I am trying to use CURL to get web pages from a paricualr website however it gives this error:
curl -q -v -A "Mozilla/5.0 (compatible; Googlebot/2.1; +http://www.google.com/bot.html)" https://www.saiglobal.com/ --output ./Downloads/test.html
....
* SSL certificate verify ok.
} [5 bytes data]
> GET / HTTP/1.1
> Host: www.saiglobal.com
> User-Agent: Mozilla/5.0 (compatible; Googlebot/2.1; +http://www.google.com/bot.html)
> Accept: */*
>
0 0 0 0 0 0 0 0 --:--:-- 0:11:53 --:--:-- 0* OpenSSL SSL_read: SSL_ERROR_SYSCALL, errno 104
* stopped the pause stream!
0 0 0 0 0 0 0 0 --:--:-- 0:11:53 --:--:-- 0
* Closing connection 0
} [5 bytes data]
curl: (56) OpenSSL SSL_read: SSL_ERROR_SYSCALL, errno 104
I am not sure what is going on. I can't find a lot of useful info regarding to the error message. On my Mac, the errorno is 60 instead of 104.

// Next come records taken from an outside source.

PR #899, opened 2021-03-10
monitor.py: General cleanup work on flake8 & mypy output

Athanasius:
Without making major code changes the aim is to get nothing flagged by flake8 or mypy.

### DIFF
--- a/monitor.py
+++ b/monitor.py
@@ -439,6 +439,8 @@ class EDLogs(FileSystemEventHandler):  # type: ignore # See below
         This augments some events, sets internal state in reaction to many and
         loads some extra files, e.g. Cargo.json, as necessary.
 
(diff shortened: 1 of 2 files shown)


monitor.py
```diff
@@ -37,6 +39,8 @@ def _(x: str) -> str:
     from ctypes.wintypes import BOOL, HWND, LPARAM, LPWSTR
 
     from watchdog.events import FileSystemEventHandler
+    if TYPE_CHECKING:
+        from watchdog.events import FileCreatedEvent
```
Athanasius, line 43: Yes, this is in the win32 section, so type checking will likely need tweaks on MacOS.

There's not even proper Linux stuff for the observer stuff, so it's a no-op there.

A-UNDERSCORE-D (approved):

PR #900, opened 2021-03-11
Add more logging to getint and get methods

A-UNDERSCORE-D:
Also a tiny comment only fix to make mypy happy


config.py
```diff
@@ -253,6 +256,8 @@ def getint(self, key: str, *, default: int = 0) -> int:
         :raises OSError: on windows, if a registry error occurs.
         """
         warnings.warn(DeprecationWarning('getint is Deprecated. Use get_int instead'))
+        logger.debug('Attempt to use Deprecated get_int() method\n' + ''.join(traceback.format_stack()))
```
Athanasius, line 259: This is getint() not get_int().

A-UNDERSCORE-D: whoops

PR #2117, opened 2023-12-24
[Minor] Update Python Version, Deprecate Old Function, Other Minor Changes

Rixxan:
# Description
Implements a few minor code changes and one deprecated function which was goes-nowhere-does-nothing. 

Full notes: 
- Updates the Pylintrc ignore file
- Updates the Python version we test against to the latest 3.11 version
- Clarifies a few LANG functions to specify what we return (shuts up some linters)
- Updates dependencies to later versions
- Clarifies some conditional logic
- Officially deprecates openurl() in favor of just using webbrowser.open. 

## Type of change
- Minor Edits and Function Maintenance


C1701D (approved):
LGTM

Issue #1827, opened 2023-01-23
Source Tarball from Release Does Not Display Git Hash


dvdmuckle:
This is with at least Version 5.8.0, and also happens with 5.8.1, tested on Fedora 37.

The new tarball provided with the intention of running from source, and on Linux, will show the version as "5.8.0+UNKNOWN."
![image](https://user-images.githubusercontent.com/8870292/214176917-7c5645a7-3eb1-4396-8ce4-42a5824ffdb0.png)
While this isn't a bug per say, it doesn't really align with the feature for the Windows version, which will show the Git hash as it's running "frozen" and thus using the included `.gitversion` file. This also affects the new Flatpak version of EDMC, as 1. `git` is not included in the Flatpak runtime and 2. There's a PR for Flatpak to switch to this new tarball, which doesn't include the `.git` folder in it.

However, using Chrome on these machines can load the page without any issue. One of the machines' CURL version is 7.58.0.
Any help is appreciated.
The problem is not the certificate of this site. From the debug output it can be clearly seen that the TLS handshake is done successfully and outside this handshake the certificate does not matter.
But, it can be seen that the site www.saiglobal.com
is CDN protected by Akamai CDN and Akamai features some kind of bot detection:
$ dig www.saiglobal.com
...
www.saiglobal.com. 45 IN CNAME www.saiglobal.com.edgekey.net.
www.saiglobal.com.edgekey.net. 62 IN CNAME e9158.a.akamaiedge.net.
This bot detection is known to use some heuristics in order to distinguish bots from normal browsers and detection of a bot might result in a status code 403 access denied or in a simple hang of the site - see Scraping attempts getting 403 error or Requests SSL connection timeout.
In this specific case it seems to currently help if some specific HTTP headers are added, specifically Accept-Encoding
, Accept-Language
, Connection
with a value of keep-alive
and User-Agent
which matches somehow Mozilla
. Failure to add these headers or having the wrong values will result in a hang.
The following works currently for me:
$ curl -q -v \
-H "Connection: keep-alive" \
-H "Accept-Encoding: identity" \
-H "Accept-Language: en-US" \
-H "User-Agent: Mozilla/5.0" \
https://www.saiglobal.com/
Note that this deliberately tries to bypass the bot detection. It might stop working if Akamai makes changes to the bot detection.
Please note also that the owner of the site has explicitly enable bot detection for a reason. This means that with deliberately bypassing the detection for your own gain (like providing some service based on scraped information) you might get into legal problems.